For example, when high levels of formaldehyde were detected, the alerts did not convey the specific source. Perhaps, this was due to complexity involved in real-life situations. Users reported struggling to interpret these alerts as the information provided was often too generalised.

Additionally, the recommendations for mitigating exposure were perceived as insufficiently detailed. When elevated indoor air pollutant concentrations were detected, the suggested actions, such as improving ventilation, filters, or using air purifiers, lacked specificity regarding the type or intensity required.

Residents suggested that more precise recommendations tailored to the specific indoor air pollutants detected and current environmental conditions would be more useful. For instance, recommendations could include specific actions based on real-time data, such as advising on the use of particular types of air purifiers or filters based on the severity and type of detected air pollutants.

Integration with naturally ventilated buildings presented unique challenges. These buildings rely on passive ventilation, which often involves opening windows and natural airflow to regulate IAQ. With the source of secondhand smoke coming from outside in this study, the prototypes faced difficulties in providing actionable insights that could directly improve the effectiveness of using the passive ventilation strategy or using it together with air purifiers or filters in improving IAQ.

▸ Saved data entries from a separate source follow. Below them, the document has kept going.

PR #240, opened 2015-12-18
Add configuration Object model

### LINKED ISSUE #232: Convert DockerContainerDefinition to proper Object model
Move away from the usage of magic Map<String, Object> everywhere...

aslakknutsen:
fixes #232 

One major thing left;

We used to have Map<String, Object> Cube.configuration() which now is changed to T Cube<T>.getConfiguration(). This was done to allow OpenShiftCube and DockerCube have different configuration internally. The only location where this is actually used is in Containerless Contianer.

Building managers reported that while the AI-driven IAQ monitoring device and its mobile application provided valuable data, the integration of these insights into actionable changes was limited. The lack of automated systems for adjusting natural ventilation meant that recommendations from the devices had to be manually implemented by residents.

This limitation highlighted the need for more practical advice that residents could easily follow to improve IAQ, given the constraints of natural ventilation. Building managers noted that perceived discomfort and inconvenience in making intervention to the building systems to reduce exposure to secondhand smoke do deter residents from taking any action.

Prototype Deployment and Evaluation

The deployment and evaluation of the refined AI-driven IAQ monitoring devices and their accompanying mobile application in 20 high-rise residential buildings provided significant insights into their enhanced effectiveness, usability, and practicality in managing cancer risk associated with secondhand smoke exposure. This phase marked a crucial advancement from the previous testing and iteration phase, demonstrating notable improvements in performance and user acceptability.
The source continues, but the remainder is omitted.